**Work instruction**
The sole answer should be the number of lines in the material below that hold "message".

************

PR #1829, opened 2025-11-14
Fix Attempt to read property "root" on null

melroy89:
Fixing:

```json
{
    "message": "Warning: Attempt to read property \"root\" on null",
    "context": {
        "exception": {
            "class": "ErrorException",
            "message": "Warning: Attempt to read property \"root\" on null",
            "code": 0,
            "file": "/app/src/Controller/Entry/Comment/EntryCommentViewController.php:52"
        }
    },
    "level": 400,
    "level_name": "ERROR",
    "channel": "php",
    "datetime": "2025-11-13T21:23:00.305241+00:00",
    "extra": {}
}
```

Keep the rest of the current existing code as is.
I like the error message shown while still seeing the magazine, this code works fine. We don't need to clean up the existing **working** code: https://github.com/search?q=repo%3AMbinOrg%2Fmbin%20%22Comment%20not%20found%22&type=code.

Code line that caused issue was introduced in PR: https://github.com/MbinOrg/mbin/pull/1563

### DIFF
--- a/README.md
+++ b/README.md
@@ -161,17 +161,17 @@ Unofficial magazines:
 		</tr>
 		<tr>
             <td align="center">
-                <a href="https://github.com/garrettw">
-                    <img src="https://avatars.githubusercontent.com/u/84885?v=4" width="100;" alt="garrettw"/>
-                    <br />
-                    <sub><b>Garrett W.</b></sub>
-                </a>
-            </td>
-            <td align="center">
                 <a href="https://github.com/blued-gear">
                     <img src="https://avatars.githubusercontent.com/u/164888202?v=4" width="100;" alt="blued-gear"/>
                     <br />
                     <sub><b>blued_gear</b></sub>
+                </a>
+            </td>
+            <td align="center">
+                <a href="https://github.com/garrettw">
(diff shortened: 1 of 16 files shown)


src/Controller/Entry/Comment/EntryCommentViewController.php
```diff
@@ -49,7 +49,8 @@ public function __invoke(
         $this->dispatcher->dispatch(new EntryHasBeenSeenEvent($entry));
 
         $this->entryRepository->hydrate($entry);
-        if (null !== $comment->root) {
+        // Both comment and root comment can be null
+        if (null !== $comment && null !== $comment->root) {
```
BentiGorlich: If you want Ou can make it "cleaner" by checking `null !== $comment?->root`, but thats totally optional

BentiGorlich (approved):

src/Controller/Entry/Comment/EntryCommentViewController.php
melroy89:
```suggestion
        if (null !== $comment?->root) {
```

************

**Answer space**
3